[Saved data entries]
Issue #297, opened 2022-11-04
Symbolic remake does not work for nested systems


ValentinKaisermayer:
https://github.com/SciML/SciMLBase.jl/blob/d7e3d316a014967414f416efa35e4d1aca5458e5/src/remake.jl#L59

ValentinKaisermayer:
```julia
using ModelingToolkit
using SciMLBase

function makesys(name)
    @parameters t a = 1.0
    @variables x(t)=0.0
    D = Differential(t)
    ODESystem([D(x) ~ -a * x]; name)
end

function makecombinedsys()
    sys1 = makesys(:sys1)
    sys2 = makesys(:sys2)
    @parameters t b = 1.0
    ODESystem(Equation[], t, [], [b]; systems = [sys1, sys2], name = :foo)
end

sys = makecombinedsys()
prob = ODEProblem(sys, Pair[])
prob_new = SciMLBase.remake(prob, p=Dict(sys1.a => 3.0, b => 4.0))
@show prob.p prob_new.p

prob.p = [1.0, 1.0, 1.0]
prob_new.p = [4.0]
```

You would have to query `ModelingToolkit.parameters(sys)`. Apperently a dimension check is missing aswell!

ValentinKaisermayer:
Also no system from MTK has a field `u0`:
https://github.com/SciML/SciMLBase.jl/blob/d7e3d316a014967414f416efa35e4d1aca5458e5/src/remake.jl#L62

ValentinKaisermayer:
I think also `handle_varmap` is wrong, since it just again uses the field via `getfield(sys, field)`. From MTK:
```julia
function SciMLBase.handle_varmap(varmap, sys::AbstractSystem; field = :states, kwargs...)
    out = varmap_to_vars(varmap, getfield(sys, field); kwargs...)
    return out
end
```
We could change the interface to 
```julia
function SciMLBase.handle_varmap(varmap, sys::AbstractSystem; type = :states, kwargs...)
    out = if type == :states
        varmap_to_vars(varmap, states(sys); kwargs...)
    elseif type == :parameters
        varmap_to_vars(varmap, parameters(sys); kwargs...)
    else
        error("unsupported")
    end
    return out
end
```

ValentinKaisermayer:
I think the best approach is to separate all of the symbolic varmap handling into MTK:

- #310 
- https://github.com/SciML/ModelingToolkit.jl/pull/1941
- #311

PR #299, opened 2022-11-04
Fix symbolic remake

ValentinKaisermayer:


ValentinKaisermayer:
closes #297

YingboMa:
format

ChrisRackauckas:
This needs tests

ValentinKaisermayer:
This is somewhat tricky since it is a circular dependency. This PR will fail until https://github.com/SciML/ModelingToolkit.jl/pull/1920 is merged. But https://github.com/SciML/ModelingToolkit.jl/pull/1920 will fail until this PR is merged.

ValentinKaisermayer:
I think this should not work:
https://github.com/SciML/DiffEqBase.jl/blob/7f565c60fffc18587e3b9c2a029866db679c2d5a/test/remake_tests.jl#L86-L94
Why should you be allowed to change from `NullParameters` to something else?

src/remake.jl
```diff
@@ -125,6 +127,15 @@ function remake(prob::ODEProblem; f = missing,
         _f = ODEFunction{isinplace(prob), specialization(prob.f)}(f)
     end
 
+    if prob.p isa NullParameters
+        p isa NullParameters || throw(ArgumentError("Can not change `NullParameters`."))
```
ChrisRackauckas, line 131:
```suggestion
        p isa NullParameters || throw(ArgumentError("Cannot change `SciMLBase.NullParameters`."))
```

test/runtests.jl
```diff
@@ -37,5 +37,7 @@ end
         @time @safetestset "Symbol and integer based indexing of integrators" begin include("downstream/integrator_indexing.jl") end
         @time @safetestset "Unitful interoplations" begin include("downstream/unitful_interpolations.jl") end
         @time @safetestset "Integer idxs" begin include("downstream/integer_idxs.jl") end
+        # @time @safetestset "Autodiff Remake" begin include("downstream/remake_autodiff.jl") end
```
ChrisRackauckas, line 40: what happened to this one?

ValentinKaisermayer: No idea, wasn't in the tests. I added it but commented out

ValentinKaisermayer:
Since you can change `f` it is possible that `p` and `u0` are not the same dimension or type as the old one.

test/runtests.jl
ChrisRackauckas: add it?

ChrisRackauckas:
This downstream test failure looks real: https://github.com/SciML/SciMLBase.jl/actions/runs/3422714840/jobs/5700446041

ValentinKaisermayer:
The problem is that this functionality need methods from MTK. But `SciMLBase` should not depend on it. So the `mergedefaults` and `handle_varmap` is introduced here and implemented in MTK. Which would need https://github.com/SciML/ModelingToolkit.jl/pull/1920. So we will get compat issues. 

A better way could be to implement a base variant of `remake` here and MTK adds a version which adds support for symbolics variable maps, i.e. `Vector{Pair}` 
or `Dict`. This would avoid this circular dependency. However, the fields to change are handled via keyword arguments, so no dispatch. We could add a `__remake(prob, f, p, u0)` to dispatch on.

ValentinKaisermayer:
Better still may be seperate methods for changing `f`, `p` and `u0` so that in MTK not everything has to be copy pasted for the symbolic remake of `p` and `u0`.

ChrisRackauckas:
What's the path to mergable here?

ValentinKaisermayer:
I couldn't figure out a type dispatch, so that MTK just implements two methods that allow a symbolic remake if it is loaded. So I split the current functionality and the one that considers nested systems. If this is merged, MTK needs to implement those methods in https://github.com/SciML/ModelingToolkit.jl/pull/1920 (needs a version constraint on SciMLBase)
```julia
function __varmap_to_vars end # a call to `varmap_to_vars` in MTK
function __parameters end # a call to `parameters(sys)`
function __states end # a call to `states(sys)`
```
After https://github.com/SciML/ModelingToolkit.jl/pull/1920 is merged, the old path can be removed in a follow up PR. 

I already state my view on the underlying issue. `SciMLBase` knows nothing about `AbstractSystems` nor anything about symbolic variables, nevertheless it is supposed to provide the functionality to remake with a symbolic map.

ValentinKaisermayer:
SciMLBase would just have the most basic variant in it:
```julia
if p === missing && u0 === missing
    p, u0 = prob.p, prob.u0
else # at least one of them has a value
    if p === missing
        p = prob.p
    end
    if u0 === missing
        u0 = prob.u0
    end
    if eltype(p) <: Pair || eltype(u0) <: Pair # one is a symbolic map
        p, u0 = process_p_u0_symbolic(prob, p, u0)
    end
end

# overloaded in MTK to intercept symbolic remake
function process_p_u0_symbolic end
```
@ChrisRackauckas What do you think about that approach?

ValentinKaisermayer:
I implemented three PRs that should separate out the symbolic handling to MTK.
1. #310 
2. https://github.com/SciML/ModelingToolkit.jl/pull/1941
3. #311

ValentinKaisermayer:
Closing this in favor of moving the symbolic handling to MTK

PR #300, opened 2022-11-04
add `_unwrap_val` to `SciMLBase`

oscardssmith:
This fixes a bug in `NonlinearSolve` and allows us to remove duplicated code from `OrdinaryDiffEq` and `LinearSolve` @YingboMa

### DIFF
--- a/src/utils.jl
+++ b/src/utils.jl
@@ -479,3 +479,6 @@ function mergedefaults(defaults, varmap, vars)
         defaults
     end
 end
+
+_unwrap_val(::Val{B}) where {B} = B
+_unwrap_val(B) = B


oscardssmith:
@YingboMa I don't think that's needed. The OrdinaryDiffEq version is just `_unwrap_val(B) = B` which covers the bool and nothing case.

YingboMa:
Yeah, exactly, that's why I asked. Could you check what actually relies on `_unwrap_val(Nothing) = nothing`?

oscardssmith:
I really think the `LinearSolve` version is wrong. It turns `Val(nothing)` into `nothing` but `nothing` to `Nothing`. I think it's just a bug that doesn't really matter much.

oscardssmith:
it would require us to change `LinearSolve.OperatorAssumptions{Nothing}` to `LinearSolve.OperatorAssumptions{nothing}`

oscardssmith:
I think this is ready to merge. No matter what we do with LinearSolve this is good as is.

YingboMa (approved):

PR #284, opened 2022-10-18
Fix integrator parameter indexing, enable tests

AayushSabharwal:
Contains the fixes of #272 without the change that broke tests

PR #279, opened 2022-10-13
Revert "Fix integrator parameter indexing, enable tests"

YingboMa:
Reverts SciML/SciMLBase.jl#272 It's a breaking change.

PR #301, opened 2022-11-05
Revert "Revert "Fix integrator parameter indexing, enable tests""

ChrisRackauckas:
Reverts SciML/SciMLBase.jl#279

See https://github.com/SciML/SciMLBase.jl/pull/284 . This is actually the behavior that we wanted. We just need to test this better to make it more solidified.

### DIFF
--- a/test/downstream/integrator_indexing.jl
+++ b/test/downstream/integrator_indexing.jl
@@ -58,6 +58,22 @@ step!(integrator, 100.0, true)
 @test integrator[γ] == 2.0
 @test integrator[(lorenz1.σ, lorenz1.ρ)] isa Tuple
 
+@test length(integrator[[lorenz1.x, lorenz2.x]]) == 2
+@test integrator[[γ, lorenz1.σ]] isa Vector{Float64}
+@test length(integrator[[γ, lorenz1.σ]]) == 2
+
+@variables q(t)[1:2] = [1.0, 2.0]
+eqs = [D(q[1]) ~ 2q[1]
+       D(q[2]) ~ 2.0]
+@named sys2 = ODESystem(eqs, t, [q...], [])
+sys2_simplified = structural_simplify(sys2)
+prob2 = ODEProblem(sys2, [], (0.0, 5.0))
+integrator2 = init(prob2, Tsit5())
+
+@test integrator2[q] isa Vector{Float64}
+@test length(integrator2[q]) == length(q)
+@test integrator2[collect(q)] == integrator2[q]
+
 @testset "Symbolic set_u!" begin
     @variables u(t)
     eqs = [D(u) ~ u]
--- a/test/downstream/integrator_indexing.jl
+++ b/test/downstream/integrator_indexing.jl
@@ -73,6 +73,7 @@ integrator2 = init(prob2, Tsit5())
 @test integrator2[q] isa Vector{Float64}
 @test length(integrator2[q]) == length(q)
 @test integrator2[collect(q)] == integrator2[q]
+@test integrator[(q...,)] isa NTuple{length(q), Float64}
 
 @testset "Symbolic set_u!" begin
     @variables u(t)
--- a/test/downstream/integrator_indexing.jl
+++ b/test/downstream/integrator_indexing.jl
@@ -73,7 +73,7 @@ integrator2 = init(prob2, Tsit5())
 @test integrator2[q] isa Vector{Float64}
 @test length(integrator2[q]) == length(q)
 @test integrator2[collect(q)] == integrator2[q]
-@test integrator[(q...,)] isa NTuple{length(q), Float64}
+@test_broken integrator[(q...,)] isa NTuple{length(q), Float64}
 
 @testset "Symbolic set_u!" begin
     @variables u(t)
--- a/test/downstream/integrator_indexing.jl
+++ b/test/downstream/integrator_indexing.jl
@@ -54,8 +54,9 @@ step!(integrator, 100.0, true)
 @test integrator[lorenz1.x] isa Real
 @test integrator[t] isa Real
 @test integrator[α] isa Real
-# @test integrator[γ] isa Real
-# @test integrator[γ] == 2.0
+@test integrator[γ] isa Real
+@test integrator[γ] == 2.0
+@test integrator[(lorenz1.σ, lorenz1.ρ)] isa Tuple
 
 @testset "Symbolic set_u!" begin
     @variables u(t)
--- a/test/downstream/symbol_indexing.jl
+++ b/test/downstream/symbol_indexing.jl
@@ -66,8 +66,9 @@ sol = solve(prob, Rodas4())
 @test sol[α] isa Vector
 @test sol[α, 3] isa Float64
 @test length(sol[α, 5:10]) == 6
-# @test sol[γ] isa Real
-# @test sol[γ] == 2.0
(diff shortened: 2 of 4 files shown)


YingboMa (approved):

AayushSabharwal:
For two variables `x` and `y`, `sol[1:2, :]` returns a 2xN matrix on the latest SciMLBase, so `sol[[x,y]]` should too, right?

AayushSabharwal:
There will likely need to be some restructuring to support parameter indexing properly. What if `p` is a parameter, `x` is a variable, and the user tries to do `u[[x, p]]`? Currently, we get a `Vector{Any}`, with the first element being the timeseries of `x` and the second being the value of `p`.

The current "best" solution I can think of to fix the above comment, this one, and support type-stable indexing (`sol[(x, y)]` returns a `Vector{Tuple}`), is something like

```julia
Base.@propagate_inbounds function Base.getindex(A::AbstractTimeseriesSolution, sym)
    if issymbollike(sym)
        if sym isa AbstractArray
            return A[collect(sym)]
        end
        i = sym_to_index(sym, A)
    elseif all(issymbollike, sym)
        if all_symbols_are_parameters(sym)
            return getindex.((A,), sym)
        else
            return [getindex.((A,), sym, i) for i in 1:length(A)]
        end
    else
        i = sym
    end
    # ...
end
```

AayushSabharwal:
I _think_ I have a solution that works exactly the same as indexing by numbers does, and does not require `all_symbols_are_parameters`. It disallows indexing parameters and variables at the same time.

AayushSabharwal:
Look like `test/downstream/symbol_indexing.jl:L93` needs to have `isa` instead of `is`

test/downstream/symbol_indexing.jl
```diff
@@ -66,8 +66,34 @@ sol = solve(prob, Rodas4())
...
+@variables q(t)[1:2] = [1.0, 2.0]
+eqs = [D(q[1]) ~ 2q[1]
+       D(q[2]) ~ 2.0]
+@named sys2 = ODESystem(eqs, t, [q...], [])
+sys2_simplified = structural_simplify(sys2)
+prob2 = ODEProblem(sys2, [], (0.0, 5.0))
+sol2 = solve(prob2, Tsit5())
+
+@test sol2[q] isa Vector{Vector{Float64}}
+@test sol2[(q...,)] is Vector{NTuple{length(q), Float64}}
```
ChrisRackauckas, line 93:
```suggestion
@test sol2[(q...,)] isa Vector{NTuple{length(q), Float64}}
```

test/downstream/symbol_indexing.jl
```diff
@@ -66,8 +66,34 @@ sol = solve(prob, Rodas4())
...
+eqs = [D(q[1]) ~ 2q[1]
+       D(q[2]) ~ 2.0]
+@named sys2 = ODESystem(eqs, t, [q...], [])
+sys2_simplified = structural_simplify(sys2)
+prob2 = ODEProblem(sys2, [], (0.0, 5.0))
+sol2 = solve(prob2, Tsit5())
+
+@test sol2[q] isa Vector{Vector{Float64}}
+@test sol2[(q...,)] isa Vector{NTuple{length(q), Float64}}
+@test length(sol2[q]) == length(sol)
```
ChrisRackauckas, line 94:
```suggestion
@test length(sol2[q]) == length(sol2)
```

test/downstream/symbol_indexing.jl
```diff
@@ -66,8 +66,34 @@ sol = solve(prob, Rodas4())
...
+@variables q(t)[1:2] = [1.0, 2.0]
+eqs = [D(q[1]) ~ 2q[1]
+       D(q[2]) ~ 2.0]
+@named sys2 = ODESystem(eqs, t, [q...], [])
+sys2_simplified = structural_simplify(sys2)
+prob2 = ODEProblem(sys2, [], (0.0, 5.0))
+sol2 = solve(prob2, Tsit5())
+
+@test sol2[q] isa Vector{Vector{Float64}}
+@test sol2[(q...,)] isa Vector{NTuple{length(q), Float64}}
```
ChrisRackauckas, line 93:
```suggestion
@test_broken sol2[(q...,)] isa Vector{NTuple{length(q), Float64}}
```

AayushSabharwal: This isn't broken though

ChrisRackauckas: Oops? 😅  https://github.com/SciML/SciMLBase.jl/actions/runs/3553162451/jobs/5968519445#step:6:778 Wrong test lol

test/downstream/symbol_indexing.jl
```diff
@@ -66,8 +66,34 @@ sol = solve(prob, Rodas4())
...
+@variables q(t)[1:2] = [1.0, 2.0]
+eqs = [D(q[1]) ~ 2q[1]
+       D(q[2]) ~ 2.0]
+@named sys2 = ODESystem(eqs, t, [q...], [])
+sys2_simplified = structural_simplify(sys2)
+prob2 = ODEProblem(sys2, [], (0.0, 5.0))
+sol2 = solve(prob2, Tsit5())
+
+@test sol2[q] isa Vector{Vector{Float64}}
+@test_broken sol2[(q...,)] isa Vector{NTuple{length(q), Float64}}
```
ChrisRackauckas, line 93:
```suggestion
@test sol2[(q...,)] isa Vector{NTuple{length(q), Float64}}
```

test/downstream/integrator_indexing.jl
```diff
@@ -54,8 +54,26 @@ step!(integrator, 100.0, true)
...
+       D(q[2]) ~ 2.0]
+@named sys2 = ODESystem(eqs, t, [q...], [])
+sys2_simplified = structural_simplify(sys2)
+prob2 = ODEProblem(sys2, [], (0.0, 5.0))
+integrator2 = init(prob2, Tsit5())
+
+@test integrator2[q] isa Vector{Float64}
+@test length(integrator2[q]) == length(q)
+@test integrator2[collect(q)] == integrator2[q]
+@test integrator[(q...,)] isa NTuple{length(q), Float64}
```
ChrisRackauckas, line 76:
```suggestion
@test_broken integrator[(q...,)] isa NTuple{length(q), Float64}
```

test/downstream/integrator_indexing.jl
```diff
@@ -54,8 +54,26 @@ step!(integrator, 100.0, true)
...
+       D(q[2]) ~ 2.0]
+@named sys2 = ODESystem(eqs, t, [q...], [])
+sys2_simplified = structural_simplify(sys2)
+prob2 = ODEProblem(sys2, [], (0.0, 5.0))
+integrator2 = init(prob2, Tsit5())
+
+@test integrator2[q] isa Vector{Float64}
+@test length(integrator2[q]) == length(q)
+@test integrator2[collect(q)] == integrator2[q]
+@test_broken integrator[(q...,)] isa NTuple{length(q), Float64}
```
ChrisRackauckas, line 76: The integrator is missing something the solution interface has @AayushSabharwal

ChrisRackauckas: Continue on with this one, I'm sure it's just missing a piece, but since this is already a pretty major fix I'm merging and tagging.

Task goal » Among the records, find each line where the word "NullParameters" occurs, and copy it.

Reply »
Why should you be allowed to change from `NullParameters` to something else?
+    if prob.p isa NullParameters
+        p isa NullParameters || throw(ArgumentError("Can not change `NullParameters`."))
        p isa NullParameters || throw(ArgumentError("Cannot change `SciMLBase.NullParameters`."))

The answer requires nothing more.